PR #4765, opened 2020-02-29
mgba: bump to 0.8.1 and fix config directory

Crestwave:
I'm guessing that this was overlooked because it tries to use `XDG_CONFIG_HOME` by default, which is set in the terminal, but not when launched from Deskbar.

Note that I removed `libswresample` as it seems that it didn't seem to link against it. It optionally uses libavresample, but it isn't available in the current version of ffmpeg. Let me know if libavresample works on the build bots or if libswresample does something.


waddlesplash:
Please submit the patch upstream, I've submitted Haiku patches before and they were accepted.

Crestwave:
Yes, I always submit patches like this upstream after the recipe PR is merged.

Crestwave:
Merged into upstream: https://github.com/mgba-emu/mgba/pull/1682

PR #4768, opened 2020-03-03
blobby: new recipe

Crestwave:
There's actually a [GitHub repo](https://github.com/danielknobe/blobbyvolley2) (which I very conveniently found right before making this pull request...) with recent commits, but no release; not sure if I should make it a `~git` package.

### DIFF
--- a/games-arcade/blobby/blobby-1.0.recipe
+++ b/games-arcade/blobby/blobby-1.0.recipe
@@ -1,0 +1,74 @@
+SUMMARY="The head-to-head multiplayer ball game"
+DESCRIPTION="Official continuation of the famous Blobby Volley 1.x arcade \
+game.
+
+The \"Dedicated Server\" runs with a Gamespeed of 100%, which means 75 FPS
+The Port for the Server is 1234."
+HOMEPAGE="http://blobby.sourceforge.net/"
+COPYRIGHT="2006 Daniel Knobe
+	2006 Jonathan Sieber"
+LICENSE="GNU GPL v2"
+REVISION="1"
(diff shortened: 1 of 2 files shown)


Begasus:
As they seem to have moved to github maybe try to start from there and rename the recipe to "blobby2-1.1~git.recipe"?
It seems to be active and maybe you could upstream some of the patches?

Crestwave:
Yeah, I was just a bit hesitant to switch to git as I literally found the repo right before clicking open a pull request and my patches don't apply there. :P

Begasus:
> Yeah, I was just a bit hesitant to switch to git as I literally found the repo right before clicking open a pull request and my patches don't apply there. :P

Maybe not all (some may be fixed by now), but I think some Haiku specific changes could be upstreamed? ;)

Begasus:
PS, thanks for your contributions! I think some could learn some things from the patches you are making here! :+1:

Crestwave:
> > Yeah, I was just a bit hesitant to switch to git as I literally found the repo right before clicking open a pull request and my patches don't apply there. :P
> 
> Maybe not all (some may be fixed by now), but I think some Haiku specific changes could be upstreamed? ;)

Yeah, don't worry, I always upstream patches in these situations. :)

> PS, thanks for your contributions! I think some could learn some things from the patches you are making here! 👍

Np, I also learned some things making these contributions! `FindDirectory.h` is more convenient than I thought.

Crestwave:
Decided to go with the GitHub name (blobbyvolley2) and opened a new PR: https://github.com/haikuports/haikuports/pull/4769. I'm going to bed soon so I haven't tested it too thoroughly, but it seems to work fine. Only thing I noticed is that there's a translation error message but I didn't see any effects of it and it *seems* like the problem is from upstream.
----
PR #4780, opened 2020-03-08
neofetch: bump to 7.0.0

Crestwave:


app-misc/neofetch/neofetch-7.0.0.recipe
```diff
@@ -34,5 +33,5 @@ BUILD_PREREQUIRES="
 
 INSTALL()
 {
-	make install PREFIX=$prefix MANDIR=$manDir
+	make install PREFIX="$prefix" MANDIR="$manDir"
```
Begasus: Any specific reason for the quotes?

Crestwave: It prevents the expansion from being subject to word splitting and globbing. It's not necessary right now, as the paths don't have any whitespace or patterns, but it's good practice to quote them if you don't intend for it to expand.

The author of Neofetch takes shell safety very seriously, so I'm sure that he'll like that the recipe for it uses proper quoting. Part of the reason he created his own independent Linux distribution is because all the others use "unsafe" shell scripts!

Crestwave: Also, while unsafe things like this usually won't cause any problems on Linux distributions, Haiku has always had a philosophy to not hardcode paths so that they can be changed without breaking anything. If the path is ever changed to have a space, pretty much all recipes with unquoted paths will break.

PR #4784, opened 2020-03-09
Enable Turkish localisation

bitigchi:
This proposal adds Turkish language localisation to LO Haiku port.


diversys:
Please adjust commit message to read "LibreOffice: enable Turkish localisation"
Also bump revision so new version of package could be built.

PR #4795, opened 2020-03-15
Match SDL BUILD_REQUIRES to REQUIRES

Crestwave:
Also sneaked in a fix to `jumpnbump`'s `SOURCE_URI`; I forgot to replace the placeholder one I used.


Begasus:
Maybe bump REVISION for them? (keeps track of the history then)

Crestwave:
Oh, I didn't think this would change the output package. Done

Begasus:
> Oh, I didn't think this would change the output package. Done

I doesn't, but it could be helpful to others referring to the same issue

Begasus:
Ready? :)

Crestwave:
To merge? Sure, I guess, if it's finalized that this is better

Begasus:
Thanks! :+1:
----
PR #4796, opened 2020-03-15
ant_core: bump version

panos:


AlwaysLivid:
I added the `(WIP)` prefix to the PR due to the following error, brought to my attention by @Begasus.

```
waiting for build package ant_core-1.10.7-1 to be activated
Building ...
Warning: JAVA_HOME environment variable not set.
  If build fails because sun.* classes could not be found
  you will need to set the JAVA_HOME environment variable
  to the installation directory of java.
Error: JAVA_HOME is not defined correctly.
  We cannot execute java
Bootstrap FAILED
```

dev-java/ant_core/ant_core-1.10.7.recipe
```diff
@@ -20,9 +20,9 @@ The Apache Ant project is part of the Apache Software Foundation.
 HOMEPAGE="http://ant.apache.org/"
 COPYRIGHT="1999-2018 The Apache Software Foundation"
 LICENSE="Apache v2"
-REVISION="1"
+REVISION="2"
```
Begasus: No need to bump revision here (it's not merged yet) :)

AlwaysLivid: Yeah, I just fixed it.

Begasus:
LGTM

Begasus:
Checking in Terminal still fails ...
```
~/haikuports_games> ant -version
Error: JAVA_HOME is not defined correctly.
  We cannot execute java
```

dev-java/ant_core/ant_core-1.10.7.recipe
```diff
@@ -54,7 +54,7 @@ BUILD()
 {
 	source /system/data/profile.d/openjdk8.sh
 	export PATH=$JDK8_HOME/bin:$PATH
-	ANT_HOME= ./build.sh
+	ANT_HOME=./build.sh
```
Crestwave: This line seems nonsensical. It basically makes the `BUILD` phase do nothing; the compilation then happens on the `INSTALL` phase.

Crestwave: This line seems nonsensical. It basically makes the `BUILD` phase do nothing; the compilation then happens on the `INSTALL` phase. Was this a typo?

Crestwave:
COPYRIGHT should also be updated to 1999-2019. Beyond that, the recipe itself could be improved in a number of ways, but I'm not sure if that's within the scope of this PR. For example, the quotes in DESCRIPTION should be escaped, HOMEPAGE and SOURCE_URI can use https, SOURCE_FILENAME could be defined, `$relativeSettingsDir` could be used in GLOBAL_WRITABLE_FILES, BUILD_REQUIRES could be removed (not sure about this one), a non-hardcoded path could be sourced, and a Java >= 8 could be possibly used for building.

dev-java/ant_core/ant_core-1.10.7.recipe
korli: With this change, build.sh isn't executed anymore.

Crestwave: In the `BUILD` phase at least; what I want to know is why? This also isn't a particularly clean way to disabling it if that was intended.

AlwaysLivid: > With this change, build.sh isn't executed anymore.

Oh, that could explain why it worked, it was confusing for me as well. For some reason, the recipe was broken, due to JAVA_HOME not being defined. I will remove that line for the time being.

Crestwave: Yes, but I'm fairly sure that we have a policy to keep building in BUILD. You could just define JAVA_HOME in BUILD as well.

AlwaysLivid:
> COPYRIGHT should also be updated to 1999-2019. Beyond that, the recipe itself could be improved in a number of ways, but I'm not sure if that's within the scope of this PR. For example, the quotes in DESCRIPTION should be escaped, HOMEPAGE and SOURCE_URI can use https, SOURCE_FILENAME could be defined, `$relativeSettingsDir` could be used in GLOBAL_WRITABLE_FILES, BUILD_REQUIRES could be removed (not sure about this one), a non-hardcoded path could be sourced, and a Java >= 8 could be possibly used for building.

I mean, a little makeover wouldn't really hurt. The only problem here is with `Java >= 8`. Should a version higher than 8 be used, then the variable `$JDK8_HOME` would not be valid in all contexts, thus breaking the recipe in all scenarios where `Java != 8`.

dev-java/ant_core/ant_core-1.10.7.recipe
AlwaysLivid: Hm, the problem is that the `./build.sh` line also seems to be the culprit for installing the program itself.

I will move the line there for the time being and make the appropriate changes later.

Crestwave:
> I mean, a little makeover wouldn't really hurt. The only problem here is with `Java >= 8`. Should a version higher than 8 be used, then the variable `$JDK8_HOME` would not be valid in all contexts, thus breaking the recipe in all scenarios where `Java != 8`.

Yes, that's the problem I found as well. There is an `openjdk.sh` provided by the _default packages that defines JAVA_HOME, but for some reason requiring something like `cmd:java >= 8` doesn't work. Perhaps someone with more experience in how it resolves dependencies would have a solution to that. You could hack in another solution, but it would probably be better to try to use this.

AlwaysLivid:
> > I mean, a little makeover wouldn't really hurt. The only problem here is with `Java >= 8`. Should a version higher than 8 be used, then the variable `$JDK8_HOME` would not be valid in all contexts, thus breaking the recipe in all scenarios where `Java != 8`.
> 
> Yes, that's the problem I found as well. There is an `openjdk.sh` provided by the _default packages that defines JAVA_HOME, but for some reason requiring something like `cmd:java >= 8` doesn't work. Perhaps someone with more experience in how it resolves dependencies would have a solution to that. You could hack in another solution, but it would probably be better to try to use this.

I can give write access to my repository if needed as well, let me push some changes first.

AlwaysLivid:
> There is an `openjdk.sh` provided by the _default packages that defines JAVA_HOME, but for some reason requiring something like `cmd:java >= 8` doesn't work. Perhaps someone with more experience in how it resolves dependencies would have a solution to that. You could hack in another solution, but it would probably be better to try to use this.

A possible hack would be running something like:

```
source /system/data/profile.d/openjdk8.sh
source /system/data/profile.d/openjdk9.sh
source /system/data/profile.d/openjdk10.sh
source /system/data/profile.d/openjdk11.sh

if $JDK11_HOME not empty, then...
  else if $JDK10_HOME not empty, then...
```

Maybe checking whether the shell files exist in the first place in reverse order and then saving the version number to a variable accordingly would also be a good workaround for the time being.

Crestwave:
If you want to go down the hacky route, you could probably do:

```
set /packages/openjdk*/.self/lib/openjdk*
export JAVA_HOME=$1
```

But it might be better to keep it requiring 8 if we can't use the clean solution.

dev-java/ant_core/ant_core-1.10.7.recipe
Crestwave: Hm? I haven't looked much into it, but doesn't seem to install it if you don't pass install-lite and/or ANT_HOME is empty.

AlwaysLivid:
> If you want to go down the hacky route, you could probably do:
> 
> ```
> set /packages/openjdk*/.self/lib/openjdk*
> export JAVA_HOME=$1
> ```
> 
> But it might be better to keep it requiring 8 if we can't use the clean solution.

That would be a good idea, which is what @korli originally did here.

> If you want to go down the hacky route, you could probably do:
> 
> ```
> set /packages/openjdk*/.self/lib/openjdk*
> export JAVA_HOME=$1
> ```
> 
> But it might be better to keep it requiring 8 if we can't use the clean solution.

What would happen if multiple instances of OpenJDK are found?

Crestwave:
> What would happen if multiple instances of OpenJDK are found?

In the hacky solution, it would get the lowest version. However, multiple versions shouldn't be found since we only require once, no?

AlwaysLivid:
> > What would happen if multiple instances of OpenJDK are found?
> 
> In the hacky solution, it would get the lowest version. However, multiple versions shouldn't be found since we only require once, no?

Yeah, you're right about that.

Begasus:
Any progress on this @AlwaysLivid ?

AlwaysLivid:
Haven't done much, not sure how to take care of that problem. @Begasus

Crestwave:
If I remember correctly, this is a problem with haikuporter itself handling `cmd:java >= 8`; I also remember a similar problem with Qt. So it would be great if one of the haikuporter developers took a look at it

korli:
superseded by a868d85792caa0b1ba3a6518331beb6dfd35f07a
----
#### Your instructions:
Among the records, find every line with the word "LICENSE" and copy it.

#### Result of this task:
+LICENSE="GNU GPL v2"
 LICENSE="Apache v2"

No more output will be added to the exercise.